SSH connectivity
Overview
Section titled “Overview”Clawforce establishes a secure connection to each agent instance using SSH. This connection carries all traffic to the instance — browser access, terminal sessions, file operations — without requiring any ports to be opened or configured on the instance side.
From a user’s perspective, the connection is automatic and invisible: click Browser or Terminal and you’re in. Under the hood, Clawforce authenticates using a single global ED25519 key pair, monitors connection health continuously, and reconnects automatically if anything drops.
SSH key management
Section titled “SSH key management”Global key pair
Section titled “Global key pair”Clawforce generates one ED25519 key pair on first run, stored in the data
directory (/app/data/ssh_key and /app/data/ssh_key.pub). The same public key is uploaded to every
agent’s authorized_keys when a connection is established.
Key upload on connect
Section titled “Key upload on connect”Before establishing an SSH connection, Clawforce uses the orchestrator (via kubectl exec or docker exec)
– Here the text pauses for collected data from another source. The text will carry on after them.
PR #1397, opened 2026-05-11
use new pgm-build-deps

TonyXiang8787:
Use the new build dependencies in `pgm-build-deps`.


mgovers (approved):
the failing CI was caused by github issues (checkout action failed). not caused by this CI

PR #1401, opened 2026-05-18
Improve and reduce usage of universal reference and forward

TonyXiang8787:
# Background

This PR fixes a code quality problem. In the code base, universal/forwarding references and the corresponding `std::forward` are excessively used. Most of the usage is not justified. Especially, the usage of `std::forward` are merely to satisfy the `clang-tidy` and `sonar` rules. This PR removes those usage and adjusts the rules.

# Functor object as function argument should be passed by value

One misuse of universal reference is wrongly declaring functor object in function argument as universal reference. See below:

```c++
template <class Functor, class... Args>
decltype(auto) call_functor(Functor&& f, Args&&... args) {
    return std::forward<Functor>(f)(std::forward<Args>(args)...);
}
```

The [CPP guideline](https://isocpp.github.io/CppCoreGuidelines/CppCoreGuidelines?lang=en&utm_source=openai#clambdas-function-objects-and-lambdas) is clear: Function objects should be cheap to copy (and therefore [passed by value](https://isocpp.github.io/CppCoreGuidelines/CppCoreGuidelines?lang=en&utm_source=openai#rf-in)).

Defining functor argument as reference is not correct. The PR changes this back to pass by value. See below. Note the declaring universal reference for `args` and use `std::forward` on `args` is correct, which is arguably the only correct usage of `std::forward` in PGM code base.

```c++
template <class... Args>
decltype(auto) call_functor(functor_c auto f, Args&&... args) {
    return f(std::forward<Args>(args)...);
}
```

## Requirements on PGM functors

Oppositions of this change may argue that in general C++ programming, we have indeed sometimes legitimate usage of universal references for functors. Thus this PR proposes to strengthen the requirements of custom defined functors in PGM code base as follows.

* The functor class should be cheap to copy.
* The functor class should not have rvalue overload for `operator()`. See [this comment](https://github.com/PowerGridModel/power-grid-model/pull/1401#issuecomment-4668871115) for detail.

We define our own functor concept:

https://github.com/PowerGridModel/power-grid-model/blob/1babbae70bc7f2ec76f44a4f206d88169f634bf4/power_grid_model_c/power_grid_model/include/power_grid_model/common/common.hpp#L143-L146

# Over-generalization of interface using range concept based template

In the current code base, range concept based templates are extensively used, where in many places the usage is not justified. For example, in the following code segment, the `IndPtr` is defined as range concept based template.

https://github.com/PowerGridModel/power-grid-model/blob/d1874c87a33fc704ca9166ae69a8af2156dc5401/power_grid_model_c/power_grid_model/include/power_grid_model/common/grouped_index_vector.hpp#L51-L58

However, in the entire PGM code base, including tests, there is no single caller of this function using a non-vector argument. Over-generalization of this argument to a range concept based template, and thus the usage of univeral reference and `std::forward`, is not justified. We should just change it back to simple vector.

https://github.com/PowerGridModel/power-grid-model/blob/fc3800ea0fd57faf2f62057b3fdaa6611e5e96c2/power_grid_model_c/power_grid_model/include/power_grid_model/common/grouped_index_vector.hpp#L51-L57

## Order of consideration for argument

We should strongly prefer simple argument type if possible, instead of over-generalization. The order for range like argument should be as follows:

* `std::vector<T> const&`, or `std::vector<T>&`
* `std::span<const T>`, or `std::span<T>`. Note this is pass by value.
* Only if the above two cannot satisfy the need of code base, looking for more advanced range concept based templates. 

## Decision for specific cases

For `sparse_encode` and `sparse_decode`, we can just use the view option as described in next section. But define separate vector overload for convenience. 

https://github.com/PowerGridModel/power-grid-model/blob/f190471001ee34be4a0de2b1a756f1b8d8fd821a/power_grid_model_c/power_grid_model/include/power_grid_model/common/grouped_index_vector.hpp#L54-L61

# Ambigious ownership declaration when using universal reference of range concept based template

Now, there are many places in PGM code base where we have legitimate usage of advanced range concept based templates as argument, because the callers have very diversified input types. Currently, we geneneralize the following arguments:

```c++
func(std::vector<T> const& r);
func(std::vector<T>& r);
```

to a `std::ranges::viewable_range` with universal reference, and using `std::foward` to some view.

```c++
template <std::ranges::viewable_range R>  auto func(R&& r) {
    auto view = std::views::all(std::forward<R>(r));
    // proceed using view
}
```
This changes the semantic meaning of the original intention, which is the root cause of so many `clang-tidy` warnings and using `std::forward` to satisfy `clang-tidy`. Specifically, note the difference below.

* In original intention, passing `std::vector` as const or mutable reference, communicate clearly that:
  * The function **does not** take the ownership of the argument (vector), in **any** circumstances.
  * The function merely read (for const) or mutate (for mutable) the values inside the argument.
  * Because of that, there is not `std::forward` stuff at all.
* The implementation using universal reference of ranges has now an ambiguity:
  * If caller passes a `lvalue` reference, the function does not take over the ownership.
  * If caller passes a `rvalue` reference, the function **might potentially** take over the ownership.
  * Now, in all the practical callers of the entire PGM code base, the caller **never** expects the function to take over the ownership.

The main problem is that we choose an abstraction (universal reference) to allow the function to potentially take over the ownership, while this is never the case in the entire PGM code base.

## Proposal: pass view by value

To solve this ambiguity problem, this PR proposes a new way to define function argument interface, pass a custom `non_owning_view_c` by value. See the definition below:

https://github.com/PowerGridModel/power-grid-model/blob/1bac75b5cc654608dcf8d150e95250bfc0cccbf0/power_grid_model_c/power_grid_model/include/power_grid_model/common/common.hpp#L118-L124

Then the function argument is passed by value:

```c++
auto func(non_owning_view_c auto r) {
    // proceed using r, no forward stuff needed
}
```

In this way, it is clearly communicated that this function **never** takes over the ownership, which is the case for the entire PGM code base.

Now, if you want to put a real owning container into the function, it will not compile. So, we define a convenient `by_ref` adaptor to translate the owning container to a view.

```c++
std::vector<T> some_vec;
func(by_ref(some_vec)); // converting some_vec to a view
```

See the definition of `by_ref` below. We choose to define our own `by_ref` instead of using `ref_view` from STL, because we want to allow temporary owning ranged to be captured by const reference.

https://github.com/PowerGridModel/power-grid-model/blob/1bac75b5cc654608dcf8d150e95250bfc0cccbf0/power_grid_model_c/power_grid_model/include/power_grid_model/common/common.hpp#L126-L141

If the caller passes owning container frequently, it might be also good to define a separate overload of `func` to improve convenience:

```c++
auto func(std::vector<T> const& vec) {
    return func(by_ref(vec));
}
```

In this way, the caller can just call as usual:

```c++
std::vector<T> some_vec;
func(some_vec); // will use the vector overload
```

# Other unjustified usage of universal references

There are other places where usage of universal reference is not justified. A simple const reference, or mutable lvalue reference is sufficient for the situation.

## Iterator operators

In `operator+` (and all operators) of iterator, the argument never needs to be universal reference, as below:

https://github.com/PowerGridModel/power-grid-model/blob/d1874c87a33fc704ca9166ae69a8af2156dc5401/power_grid_model_c/power_grid_model/include/power_grid_model/common/iterator_facade.hpp#L85-L93

We can easily to change it back to a const reference.

https://github.com/PowerGridModel/power-grid-model/blob/fc3800ea0fd57faf2f62057b3fdaa6611e5e96c2/power_grid_model_c/power_grid_model/include/power_grid_model/common/iterator_facade.hpp#L83-L90

## Deducing this functions

In some places, the deducing this functions are defined with universal reference of `self`. This allows a temperory object being able to be call this method.

https://github.com/PowerGridModel/power-grid-model/blob/d1874c87a33fc704ca9166ae69a8af2156dc5401/power_grid_model_c/power_grid_model/include/power_grid_model/job_interface.hpp#L19-L26

However, in the entire PGM code base, there is no use-case of temperory object calling this method. This is again an over-generalization. We should just use a simple `lvalue` reference.

https://github.com/PowerGridModel/power-grid-model/blob/fc3800ea0fd57faf2f62057b3fdaa6611e5e96c2/power_grid_model_c/power_grid_model/include/power_grid_model/job_interface.hpp#L19-L26

# clang-tidy and sonar cloud warning

Originally, this PR proposed to silence `clang-tidy` and `SonarCloud` warning globally. However, after deep investigation, it was found that the root cause is not over-use of `std::forward`, but over-use of universal references in the first place. After removing the universal reference (and thus `std::forward`), there is no `clang-tidy` and `SonarCloud` warning.


power_grid_model_c/power_grid_model/include/power_grid_model/auxiliary/dataset.hpp
```diff
@@ -556,11 +556,11 @@ template <dataset_type_tag dataset_type_> class Dataset {
     template <class type_getter, class ComponentType, typename Func,
               class StructType = DataStruct<typename type_getter::template type<ComponentType>>>
         requires std::invocable<Func, SpanRange<StructType>> && std::invocable<Func, RangeObject<StructType>>
-    auto for_each_component(Func&& func, Idx scenario = invalid_index) const {
+    auto for_each_component(Func func, Idx scenario = invalid_index) const {
```
mgovers, line 559: this will cause any function to be copied unless they are in-place constructed. for small lambdas, that is alright, but if a lambda captures a larger object by value (or rvalue), then this can result in significant performance regressions. why live on the edge if we can just either capture by value or by reference, whichever is more efficient (which is the use case of perfect forwarding)?

mgovers (commented):
i would argue against globally disabling the check of both clang-tidy and sonar cloud. i get that there are multiple separate reasons why one would use it, and i get that it clutters the codebase, but i generally am of the opinion that the people working for sonar and clang are probably more aware of the details etc. than we are. also, even within the maintainer team, not everyone is as aware as you are as to when which use case is used. IMO, we should better be safe than sorry.

power_grid_model_c/power_grid_model/include/power_grid_model/auxiliary/dataset.hpp
TonyXiang8787: See my first header: The [CPP guideline](https://isocpp.github.io/CppCoreGuidelines/CppCoreGuidelines?lang=en&utm_source=openai#clambdas-function-objects-and-lambdas) is clear: Function objects should be cheap to copy (and therefore [passed by value](https://isocpp.github.io/CppCoreGuidelines/CppCoreGuidelines?lang=en&utm_source=openai#rf-in)).

If a functor object is big and expensive to copy, we should fix the functor definition. The functor should be cheap to copy and passed by value.

TonyXiang8787:
> i would argue against globally disabling the check of both clang-tidy and sonar cloud. i get that there are multiple separate reasons why one would use it, and i get that it clutters the codebase, but i generally am of the opinion that the people working for sonar and clang are probably more aware of the details etc. than we are. also, even within the maintainer team, not everyone is as aware as you are as to when which use case is used. IMO, we should better be safe than sorry.

Replying to your general comments @mgovers. The actual legitimate use of `std::forward` in the entire PGM code base is only this:

```c++
template <class... Args>
decltype(auto) some_func(Args&&... args) {
    return some_other_func(std::forward<Args>(args)...);
}
```

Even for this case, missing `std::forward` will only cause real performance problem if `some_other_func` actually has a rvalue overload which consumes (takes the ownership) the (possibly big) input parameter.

to write the public key to the agent’s /root/.ssh/authorized_keys. This ensures connectivity even after a
container restart that clears the filesystem.
Connection States
Section titled “Connection States”On the instance details tab you can check the SSH connection status:
| State | Meaning |
|---|---|
| Disconnected | No active connection; not attempting to connect |
| Connecting | Initial connection attempt in progress |
| Connected | SSH tunnel is active |
| Reconnecting | Connection lost; retrying automatically |
| Failed | All retry attempts exhausted |
Health monitoring
Section titled “Health monitoring”Clawforce monitors connections at three layers:
| Layer | Interval | Method |
|---|---|---|
| SSH keepalive | 30 s | SSH protocol-level ping |
| App health check | 30 s | echo ping command over SSH |
| Tunnel health | 60 s | TCP probe to local tunnel port |
If any layer detects a failure, automatic reconnection is triggered.
SSH key rotation
Section titled “SSH key rotation”Rotate the global key pair from Settings → SSH Keys → Rotate key. The rotation process maintains live connectivity throughout — both old and new keys work temporarily while the switch is made.